■ Entries provided:
PR #5810, opened 2025-04-04
Flick implementation for AnimationPlayer

EmoGarbage404:
Adds a mirrored implementation of Byond's `Flick()` for AnimationPlayer.

This is a function you can call from server or shared code to run a state's animation on a target layer. The goal is to reduce lots of duplicated content code that exists simply to network state and run animation boilerplate. 

No breaking changes.

### DIFF
--- a/Robust.Client/GameObjects/EntitySystems/AnimationPlayerSystem.cs
+++ b/Robust.Client/GameObjects/EntitySystems/AnimationPlayerSystem.cs
@@ -1,26 +1,81 @@
 using System;
 using System.Collections.Generic;
 using Robust.Client.Animations;
+using Robust.Client.Graphics;
+using Robust.Shared.Animations;
 using Robust.Shared.GameObjects;
 using Robust.Shared.IoC;
+using Robust.Shared.Timing;
 using Robust.Shared.Utility;
 
 namespace Robust.Client.GameObjects
 {
-    public sealed class AnimationPlayerSystem : EntitySystem
+    public sealed class AnimationPlayerSystem : SharedAnimationPlayerSystem
     {
         private readonly List<Entity<AnimationPlayerComponent>> _activeAnimations = new();
 
         private EntityQuery<AnimationPlayerComponent> _playerQuery;
+        private EntityQuery<SpriteComponent> _spriteQuery;
         private EntityQuery<MetaDataComponent> _metaQuery;
 
         [Dependency] private readonly IComponentFactory _compFact = default!;
+        [Dependency] private readonly IGameTiming _timing = default!;
 
         public override void Initialize()
         {
             base.Initialize();
+
+            SubscribeNetworkEvent<AnimationFlickEvent>(OnAnimationFlick);
+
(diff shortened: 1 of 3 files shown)


metalgearsloth:
We really need animation in shared lol

Robust.Client/GameObjects/EntitySystems/AnimationPlayerSystem.cs
```diff
@@ -1,28 +1,87 @@
...
-    public sealed class AnimationPlayerSystem : EntitySystem
+    public sealed class AnimationPlayerSystem : SharedAnimationPlayerSystem
     {
         private readonly List<Entity<AnimationPlayerComponent>> _activeAnimations = new();
 
         private EntityQuery<AnimationPlayerComponent> _playerQuery;
+        private EntityQuery<SpriteComponent> _spriteQuery;
         private EntityQuery<MetaDataComponent> _metaQuery;
 
         [Dependency] private readonly IComponentFactory _compFact = default!;
```
metalgearsloth, line 21: Can you also use the entitymanager one while you're here lol.

Robust.Client/GameObjects/EntitySystems/AnimationPlayerSystem.cs
```diff
@@ -1,28 +1,87 @@
...
+        {
+            if (!TryGetEntity(ev.Entity, out var uid))
+                return;
+            Flick(uid.Value, ev.StateId, ev.LayerKey);
+        }
+
+        /// <inheritdoc/>
+        public override void Flick(EntityUid uid, string stateId, object layerKey)
+        {
+            if (!_timing.IsFirstTimePredicted)
```
slarticodefast, line 45: Does this work if you have a non-predicted server event?
Best give it a test with multiple clients and see if the second client can see a flick animation caused by the first one.

Robust.Shared/Animations/SharedAnimationPlayerSystem.cs
```diff
@@ -0,0 +1,31 @@
...
+
+public abstract class SharedAnimationPlayerSystem : EntitySystem
+{
+    /// <summary>
+    /// Plays an <see cref="AnimationTrackSpriteFlick"/> for a target entity for the full duration of the state.
+    /// </summary>
+    /// <param name="uid">The entity to play the animation on.</param>
+    /// <param name="stateId">The state we are playing.</param>
+    /// <param name="layerKey">A key for the sprite layer. Must be NetSerializable.</param>
+    public abstract void Flick(EntityUid uid, string stateId, object layerKey);
```
slarticodefast, line 15: This will likely cause prediction issues - the client first predicts it and then receives the server event causing a second flick. So you might need an API similar to popups or audio where you pass in a user the animation was predicted for, who will be exempt from receiving the server event.
I kinda hate that you need the user though and that will cause some of the same problems we have with popups - so maybe it's possible to take a different approach using appearance data which would get synced between server and client even without the user.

■ Task statement: Each line above must be returned exactly as written.

■ The answer:
PR #5810, opened 2025-04-04
Flick implementation for AnimationPlayer

EmoGarbage404:
Adds a mirrored implementation of Byond's `Flick()` for AnimationPlayer.

This is a function you can call from server or shared code to run a state's animation on a target layer. The goal is to reduce lots of duplicated content code that exists simply to network state and run animation boilerplate. 

No breaking changes.

### DIFF
--- a/Robust.Client/GameObjects/EntitySystems/AnimationPlayerSystem.cs
+++ b/Robust.Client/GameObjects/EntitySystems/AnimationPlayerSystem.cs
@@ -1,26 +1,81 @@
 using System;
 using System.Collections.Generic;
 using Robust.Client.Animations;
+using Robust.Client.Graphics;
+using Robust.Shared.Animations;
 using Robust.Shared.GameObjects;
 using Robust.Shared.IoC;
+using Robust.Shared.Timing;
 using Robust.Shared.Utility;
 
 namespace Robust.Client.GameObjects
 {
-    public sealed class AnimationPlayerSystem : EntitySystem
+    public sealed class AnimationPlayerSystem : SharedAnimationPlayerSystem
     {
         private readonly List<Entity<AnimationPlayerComponent>> _activeAnimations = new();
 
         private EntityQuery<AnimationPlayerComponent> _playerQuery;
+        private EntityQuery<SpriteComponent> _spriteQuery;
         private EntityQuery<MetaDataComponent> _metaQuery;
 
         [Dependency] private readonly IComponentFactory _compFact = default!;
+        [Dependency] private readonly IGameTiming _timing = default!;
 
         public override void Initialize()
         {
             base.Initialize();
+
+            SubscribeNetworkEvent<AnimationFlickEvent>(OnAnimationFlick);
+
(diff shortened: 1 of 3 files shown)


metalgearsloth:
We really need animation in shared lol

Robust.Client/GameObjects/EntitySystems/AnimationPlayerSystem.cs
```diff
@@ -1,28 +1,87 @@
...
-    public sealed class AnimationPlayerSystem : EntitySystem
+    public sealed class AnimationPlayerSystem : SharedAnimationPlayerSystem
     {
         private readonly List<Entity<AnimationPlayerComponent>> _activeAnimations = new();
 
         private EntityQuery<AnimationPlayerComponent> _playerQuery;
+        private EntityQuery<SpriteComponent> _spriteQuery;
         private EntityQuery<MetaDataComponent> _metaQuery;
 
         [Dependency] private readonly IComponentFactory _compFact = default!;
```
metalgearsloth, line 21: Can you also use the entitymanager one while you're here lol.

Robust.Client/GameObjects/EntitySystems/AnimationPlayerSystem.cs
```diff
@@ -1,28 +1,87 @@
...
+        {
+            if (!TryGetEntity(ev.Entity, out var uid))
+                return;
+            Flick(uid.Value, ev.StateId, ev.LayerKey);
+        }
+
+        /// <inheritdoc/>
+        public override void Flick(EntityUid uid, string stateId, object layerKey)
+        {
+            if (!_timing.IsFirstTimePredicted)
```
slarticodefast, line 45: Does this work if you have a non-predicted server event?
Best give it a test with multiple clients and see if the second client can see a flick animation caused by the first one.

Robust.Shared/Animations/SharedAnimationPlayerSystem.cs
```diff
@@ -0,0 +1,31 @@
...
+
+public abstract class SharedAnimationPlayerSystem : EntitySystem
+{
+    /// <summary>
+    /// Plays an <see cref="AnimationTrackSpriteFlick"/> for a target entity for the full duration of the state.
+    /// </summary>
+    /// <param name="uid">The entity to play the animation on.</param>
+    /// <param name="stateId">The state we are playing.</param>
+    /// <param name="layerKey">A key for the sprite layer. Must be NetSerializable.</param>
+    public abstract void Flick(EntityUid uid, string stateId, object layerKey);
```
slarticodefast, line 15: This will likely cause prediction issues - the client first predicts it and then receives the server event causing a second flick. So you might need an API similar to popups or audio where you pass in a user the animation was predicted for, who will be exempt from receiving the server event.
I kinda hate that you need the user though and that will cause some of the same problems we have with popups - so maybe it's possible to take a different approach using appearance data which would get synced between server and client even without the user.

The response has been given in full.